> Given data:

Issue #221, opened 2020-12-20
Feature Request: Character Frequency in Training Text


Shreeshrii:
@stweil How to get a report like `Analyse-Report Version 0.1` shown in [NZZ wiki page](https://github.com/tesseract-ocr/tesstrain/wiki/NZZ)?

kba:
Looks a bit like output of https://github.com/eddieantonio/ocreval or https://github.com/impactcentre/ocrevalUAtion but `PosixPath` implies it's a Python tool producing this.

stweil:
That report was generated by @JKamlah.

Shreeshrii:
Thanks. I have seen such reports as part of `accuracy` output from `ocreval`. Kraken generates them for both the training and testing sets. I think it will be useful to add it as part of tesstrain.

I found a [python script](https://github.com/cmroughan/kraken_generated-data/blob/master/tools/count_chars.py) which generates similar info. It is from `https://github.com/cmroughan/kraken_generated-data` in the tools directory.  https://github.com/wincentbalin/pytesstrain also has [some useful tools](https://github.com/wincentbalin/pytesstrain/tree/master/pytesstrain/cli) which generate a wordlist as well as unigram and bigram frequencies.

PR #235, opened 2021-03-16
Create Character Count from training text

Shreeshrii:
Character frequency report 
Source: https://github.com/cmroughan/kraken_generated-data/blob/master/tools/count_chars.py

USAGE: count_chars.py <txt_file> | sort -n -r > <txt_file>.charcount

### DIFF
--- a/count_chars.py
+++ b/count_chars.py
@@ -1,0 +1,44 @@
+#!/usr/bin/env python3
+# -*- coding: utf-8 -*-
+
+# Source: https://github.com/cmroughan/kraken_generated-data/blob/master/tools/count_chars.py
+
+import unicodedata
+import sys, getopt
+
+def main(argv):
+    txt_file = ''
+    try:
+        opts, args = getopt.getopt(argv,"h")
+    except getopt.GetoptError:
+        print('USAGE: count_chars.py <txt_file>')
+        sys.exit(2)
+    for opt, arg in opts:
+        if opt in ('-h','--help'):
+            print('USAGE: count_chars.py <txt_file> | sort -n -r > <txt_file>.charcount')
+            sys.exit()
+    for arg in args:
+        txt_file = arg
+    
+    inFile = open(txt_file)
+    rawText = inFile.read()
+    inFile.close()
+
+    chars = {}
+    for char in rawText:
+        if char not in chars:
+            chars[char] = 1
+        else:
+            chars[char] +=1
+
+    keys = list(chars.keys())
+    keys.sort()
+    for char in keys:
+        try:
+            print(chars[char],'\t',char,'\t',
+                  unicodedata.name(char))
+        except:
+            pass
+
+if __name__ == "__main__":
+   main(sys.argv[1:])
--- a/.gitignore
+++ b/.gitignore
@@ -20,3 +20,9 @@ wackenroder_herzensergiessungen_*.tif
 master.zip
 plot/*.LOG
 plot/ocrd*
+data
+src/training/__pycache__
+plot/*.tsv
+plot/*.log
+plot/*.list
+src/training/tesstrain_utils-*.py


bertsky:
Fixes #221 IINM

count_chars.py
```diff
@@ -0,0 +1,44 @@
+#!/usr/bin/env python3
+# -*- coding: utf-8 -*-
+
+# Source: https://github.com/cmroughan/kraken_generated-data/blob/master/tools/count_chars.py
```
kba, line 4: Note that this is GPL code. Not sure about the consequences.

kba (approved):
A useful script. Maybe add a sentence about it to the README so people know its there and/or a Makefile target for this?

bertsky (changes requested):
Useful indeed, but I wonder why they sort outside on the shell if we already run Python. 

Also, it would help to offer a rule for the makefile already.

Besides, in https://github.com/tesseract-ocr/tesstrain/pull/260/commits/314e799e8d5457d9792ee7e6b62b60b93036e64f I proposed a similar functionality (only using shell means, i.e. `grep -o . | sort | uniq -c | sort -rn`) – it does not show codepoint names via `unicodedata.name`, but apart from that should be the same).

Shreeshrii:
@bertsky I copied the script from another repo and added an external sort as a quick hack to get the char count. Please feel free to modify as needed.

count_chars.py
```diff
@@ -0,0 +1,44 @@
...
+
+import unicodedata
+import sys, getopt
+
+def main(argv):
+    txt_file = ''
+    try:
+        opts, args = getopt.getopt(argv,"h")
+    except getopt.GetoptError:
+        print('USAGE: count_chars.py <txt_file>')
```
bertsky, line 14:
```suggestion
        print(usage)
```

count_chars.py
```diff
@@ -0,0 +1,44 @@
...
+        sys.exit(2)
+    for opt, arg in opts:
+        if opt in ('-h','--help'):
+            print('USAGE: count_chars.py <txt_file> | sort -n -r > <txt_file>.charcount')
```
bertsky, line 18:
```suggestion
            print(usage)
```

count_chars.py
```diff
@@ -0,0 +1,44 @@
...
+            sys.exit()
+    for arg in args:
+        txt_file = arg
+    
+    inFile = open(txt_file)
+    rawText = inFile.read()
+    inFile.close()
```
bertsky, line 25:
```suggestion
    rawText = ''
    for arg in args:
        with open(arg) as fd:
            rawText.append(fd.read())
    if not args:
        rawText.append(sys.stdin.read())
```

count_chars.py
```diff
@@ -0,0 +1,44 @@
...
+
+    chars = {}
+    for char in rawText:
+        if char not in chars:
+            chars[char] = 1
+        else:
+            chars[char] +=1
+
+    keys = list(chars.keys())
+    keys.sort()
```
bertsky, line 35:
```suggestion
    if '-n' in opts or '--numeric' in opts:
        keys = sorted(chars.keys(), key=chars.get)
    else:
        # apply system locale
        locale.setlocale(locale.LC_ALL, '')
        keys = sorted(chars.keys(), key=locale.strxfrm)
```

count_chars.py
```diff
@@ -0,0 +1,44 @@
...
+
+# Source: https://github.com/cmroughan/kraken_generated-data/blob/master/tools/count_chars.py
+
+import unicodedata
+import sys, getopt
+
+def main(argv):
+    txt_file = ''
+    try:
+        opts, args = getopt.getopt(argv,"h")
```
bertsky, line 12:
```suggestion
        opts, args = getopt.getopt(argv, "hn", ["help", "numeric"])
```

bertsky (commented):
This adds sorting (by current locale, or optionally by frequency), as well as multi-file input.

Still missing: makefile rule, using `$(ALL_GT)`. (I cannot use Github suggestions for this.)

count_chars.py
stweil: Using GPL code requires changing the license for tesstrain to GPL. I don't think that we should do this, so GPL code cannot be used here.

stweil (changes requested):
We cannot use GPL code in tesstrain with Apache license.

zdenop:
Please make a description of input data and needed output, so those of us how did not have a look at the file can create a new script under Apache license.

bertsky:
> We cannot use GPL code in tesstrain with Apache license.

I don't think this short script meets the threshold of originality, though. After all, it just counts characters of files in Python. My above suggestions already changed most of the script's lines to make it more useful and makefile-workable. Just apply them and strip the Kraken reference. (I am not contesting Kraken's originality, only that single file's.)

bertsky:
> Also, it would help to offer a rule for the makefile already.
> 
> Besides, in [314e799](https://github.com/tesseract-ocr/tesstrain/commit/314e799e8d5457d9792ee7e6b62b60b93036e64f) I proposed a similar functionality (only using shell means, i.e. `grep -o . | sort | uniq -c | sort -rn`) – it does not show codepoint names via `unicodedata.name`, but apart from that should be the same).

Or abandon this PR and just merge #260.

zdenop:
Here is my python solution without need of extra tools. I did not implement reading form `stdin` as I do not see it usage in "make training"....

Usage: `python3 count_chars.py data/foo/all-gt`

```py
#!/usr/bin/env python3
# -*- coding: utf-8 -*-


import sys
import unicodedata
from collections import Counter, OrderedDict


def show_char_frequency(string):
    string = string.replace(" ", "")
    dic = OrderedDict(Counter(string).most_common())
    for char in dic:
        print(f"{char}\t{dic[char]}\t{unicodedata.name(char)}")


def read_file(filename):
    with open(filename, encoding="utf-8", mode="rt") as fd:
        text_lines = fd.read().strip().split("\n")
    return " ".join(text_lines)


def main():
    if len(sys.argv) < 2:
        print(f"USAGE: {sys.argv[0]} <txt_file>")
        return 1

    filename = sys.argv[1]
    string = read_file(filename)
    show_char_frequency(string)
    return 0


if __name__ == "__main__":
    main()
```

count_chars.py
stweil: @cmroughan, are you the author of that code, and would you agree to use it here under the Apache 2.0 License?

cmroughan: I am, and I wouldn't mind its use here under Apache 2.0. I will follow up with a pull request.

stweil:
Commit 29d394b7253c9f933a7fdf57f553d305576f9a5d merged the modifications (based on the original code) which were made in this pull request.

> Exercise aim: Check every line above for the string "does" and copy those that have it.

> Exercise response:
Besides, in https://github.com/tesseract-ocr/tesstrain/pull/260/commits/314e799e8d5457d9792ee7e6b62b60b93036e64f I proposed a similar functionality (only using shell means, i.e. `grep -o . | sort | uniq -c | sort -rn`) – it does not show codepoint names via `unicodedata.name`, but apart from that should be the same).
> Besides, in [314e799](https://github.com/tesseract-ocr/tesstrain/commit/314e799e8d5457d9792ee7e6b62b60b93036e64f) I proposed a similar functionality (only using shell means, i.e. `grep -o . | sort | uniq -c | sort -rn`) – it does not show codepoint names via `unicodedata.name`, but apart from that should be the same).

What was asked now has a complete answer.